┌──

PR #952, opened 2026-07-01
fix(companies): B2B-5056 Fix register company flow for Catalyst companies

shan-pandian:
Jira: [B2B-5056](https://bigcommercecloud.atlassian.net/browse/B2B-5056)

### Problem

The registerCompany BC Storefront GraphQL mutation was returning "Customer not authenticated" when submitted from a Catalyst storefront. The same flow worked correctly on Stencil.

Root cause: three gaps in how the buyer portal handled BC Storefront requests in a headless/cross-origin context.

* getBCGraphqlToken was guarded by platform !== 'bigcommerce', so the store-level BC Storefront bearer token (bcGraphqlToken) was never fetched in Catalyst. Without it, storefrontGQLRequest always routed to graphqlBCProxy rather than directly to BC.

└──

* **About this exercise**
The answer must consist of all the entries, copied exactly.

* **Reply to the task**
PR #952, opened 2026-07-01
fix(companies): B2B-5056 Fix register company flow for Catalyst companies

shan-pandian:
Jira: [B2B-5056](https://bigcommercecloud.atlassian.net/browse/B2B-5056)

### Problem

The registerCompany BC Storefront GraphQL mutation was returning "Customer not authenticated" when submitted from a Catalyst storefront. The same flow worked correctly on Stencil.

Root cause: three gaps in how the buyer portal handled BC Storefront requests in a headless/cross-origin context.

* getBCGraphqlToken was guarded by platform !== 'bigcommerce', so the store-level BC Storefront bearer token (bcGraphqlToken) was never fetched in Catalyst. Without it, storefrontGQLRequest always routed to graphqlBCProxy rather than directly to BC.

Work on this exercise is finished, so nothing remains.